RECAP: Scientists developed a new analytical approach that improves detection and measurement of changes in biological communities in Chesapeake Bay tributaries over time and at different locations. This line of research may help researchers and local and state officials to plan better to prevent and manage the effects of development and urbanization on that plants and animals in Maryland’s streams.

RELEVANCE: The project’s overall goal is to better understand responses of biological communities to changes in stream water quality caused by urbanization and development in watersheds. Existing methods for detecting these responses have methodological limitations that limit their precision for representing/detecting changes over time, such as the population decline of a species, genus, or family. The new approach developed in this project complements and informs interpretation of those existing techniques.

RESPONSE: The principal investigators -- Matthew Baker of the University of Maryland, Baltimore County, and Joseph Sexton, University of Maryland, College Park – created an annual database of impervious surface maps from satellite images covering a 25-year period for six Maryland counties and Washington, D.C. The researchers linked these maps to existing data sets on stream chemistry and macroinvertebrate abundance in the Chesapeake Bay watershed. The scientists looked for evidence of thresholds, where incremental changes in urbanization and water quality were associated with disproportionately large changes in the composition of biological communities, as reflected in the occurrence and abundance of individual species or other taxonomic groups.

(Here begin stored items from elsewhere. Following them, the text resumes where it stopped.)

PR #3473, opened 2023-01-31
Update README section

goodlyrottenapple:


ana-pantilie:
TODO: saving the substituters to the conf file will overwrite it I think, so after that is set up then add the experimental features part

PR #3497, opened 2023-02-14
Fix check-implication output 3

### LINKED ISSUE #3484: What to return if implication is trivially satisfied?
Attached is a bug report: [bug_report.tar.gz](https://github.com/runtimeverification/haskell-backend/files/10582307/bug_report.tar.gz). Where I'm adding tests for this in pyk: https://github.com/runtimeverification/pyk/pull/184

I have a simple IMP definition, and I am feeding the following term into the Haskell backend simplify endpoint:

```
CT1 = <k> int $n ; $n = X ; </k> <state> .Map </state> #And X <Int 3 #And 3 <Int X
CT2 = <k> int $n ; $n = Y ; </k> <state> .Map </state>
```

The first RPC call in the bug report is `simplify: CT1`, which returns basically the same thing as `CT1`, but I expect it to return `#Bottom`. The second call in the bug report is `implies: CT1 => CT2`, which as expected returns `#Top` (because the antecedent is bottom), with empty substitution and empty predicate. Some differences I would expect:

- The first call to `simplify` should return `#Bottom`, because the implication endpoint is able to detect that the antecedent is bottom.
- The second call to `implies` should not return `#Top` for the predicate, but `#Bottom`. It should be that if implication endpoint returns `condition { "substitution": SUBST, "predicate": PRED }`, then I can construct `SUBST(CT2) #And PRED` and have that be equal to `CT1`. But right now, `Subst(CT2) == CT2` (empty substitution), and `PRED == #Top`, so `SUBST(CT2) #And PRED == CT2`, and we _do not_ have that `CT1 == SUBST(CT2) #And PRED` (because `CT1` is bottom).

There is no way I can find for me to work around this, and it's blocking progress on pyk RPC prover. An immediate fix to the `simplifies` endpoint (so it returns `#Bottom` correctly) would fix this. So would a separate fix to the `implies` endpoint.

ana-pantilie:
Fixes #3484 

---

###### Review checklist

### DIFF
--- a/docs/2022-07-18-JSON-RPC-Server-API.md
+++ b/docs/2022-07-18-JSON-RPC-Server-API.md
@@ -280,9 +280,9 @@ If the implication cannot be shown to hold, `satisfiable` is false.
 In some cases, a unifier `condition` for the implication can still be provided, although the implication cannot be shown to be true.
 
 The endpoint implements the following specification:
-- `antecedent` is `\\bottom` => `satisfiable = True` and `condition = \\bottom`
-- `consequent` is `\\bottom` => `satisfiable = False` and `condition = \\bottom`
-- implication holds => `satisfiable = True` and `condition /= \\bottom`
+- `antecedent` is `\\bottom` (implication holds trivially) => `satisfiable = True` and `condition = \\bottom`
+- `consequent` is `\\bottom` and `antecedent` is not `\\bottom` => `satisfiable = False` and `condition = \\bottom`
+- implication holds (not trivial) => `satisfiable = True` and `condition /= \\bottom`
 - implication doesn't hold and the two terms do not unify,
 indicating that the program configuration can be rewritten further => `satisfiable = False` and `condition` is omitted
 - implication doesn't hold and the two terms unify, indicating that the configuration is stuck => `satisfiable = False` and `condition /= \\bottom`
--- a/docs/2022-07-18-JSON-RPC-Server-API.md
+++ b/docs/2022-07-18-JSON-RPC-Server-API.md
@@ -279,6 +279,14 @@ If the implication cannot be shown to hold, `satisfiable` is false.
 
 In some cases, a unifier `condition` for the implication can still be provided, although the implication cannot be shown to be true.
 
+The endpoint implements the following specification:
+- `antecedent` is `\\bottom` => `satisfiable = True` and `condition = \\bottom`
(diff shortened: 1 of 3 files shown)


jberthold (approved):
LGTM

docs/2022-07-18-JSON-RPC-Server-API.md
```diff
@@ -279,6 +279,14 @@ If the implication cannot be shown to hold, `satisfiable` is false.
...
 In some cases, a unifier `condition` for the implication can still be provided, although the implication cannot be shown to be true.
 
+The endpoint implements the following specification:
+- `antecedent` is `\\bottom` (implication holds trivially) => `satisfiable = True` and `condition = \\bottom`
+- `consequent` is `\\bottom` and `antecedent` is not `\\bottom` => `satisfiable = False` and `condition = \\bottom`
+- implication holds (not trivial) => `satisfiable = True` and `condition /= \\bottom`
+- implication doesn't hold and the two terms do not unify,
+indicating that the program configuration can be rewritten further => `satisfiable = False` and `condition` is omitted
+- implication doesn't hold and the two terms unify, indicating that the configuration is stuck => `satisfiable = False` and `condition /= \\bottom`
+
```
ehildenb, line 289: The main property we should have hold is that `SUBST(CONSEQUENT) #And PREDICATE` (where `SUBST` is the returned substitution, and `PREDICATE` is the returned predicate) should be equivalent to `ANTECEDENT` (in the matching logic sense of them representing the same sets).

Also, we should consider this to be `valid`, not `satisfiable`, I believe? Satisfiable usually means there is _some_ substitution that makes the above property true, but we want it to be true for _any_ substitution.

If it's actually just satisfiable, then we only have partial subsumption.

Ping @ana-pantilie .

ana-pantilie: @ehildenb We can keep this in mind when designing the check-implication endpoint for the new backend. Right now this implements a workaround to make it easier for users to discern between the algorithm's output. The algorithm wasn't designed with returning the unification condition in mind.

@jberthold: `satisfiable` might not be 100% correct, we can probably change that, it's just the name of the field
@goodlyrottenapple: `check-implication` is a bad name for this procedure (`check-subsumption` would be better)

ehildenb: Makes sense.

RESULTS: This study provided a proof of principle for a new analytical approach for accurately mapping urbanization and land development and tracking associated changes in biological communities. Of 70 sampling sites where macroinvertebrate species were measured, 16 sites showed evidence of abrupt changes consistent with a threshold response.

The researchers identified several specific cases where threshold responses indicated urbanization was a likely cause, yet other cases showed incremental responses to increasing development. The scientists are working to expand the model’s predictive power by incorporating a larger data set from more Bay tributaries in Maryland.

Knowledge of how ecosystems respond to land-use changes, and how rapidly, has profound implications for mitigation efforts and properly managing those ecosystems. The researchers have begun to disseminate their new analytical approach to local officials and natural-resource managers. It may prove useful for analyzing long-term trends in and effects of development, construction, population growth, and changes in regulatory policy.

The method has spawned research proposals and efforts in other major metropolitan regions of the United States.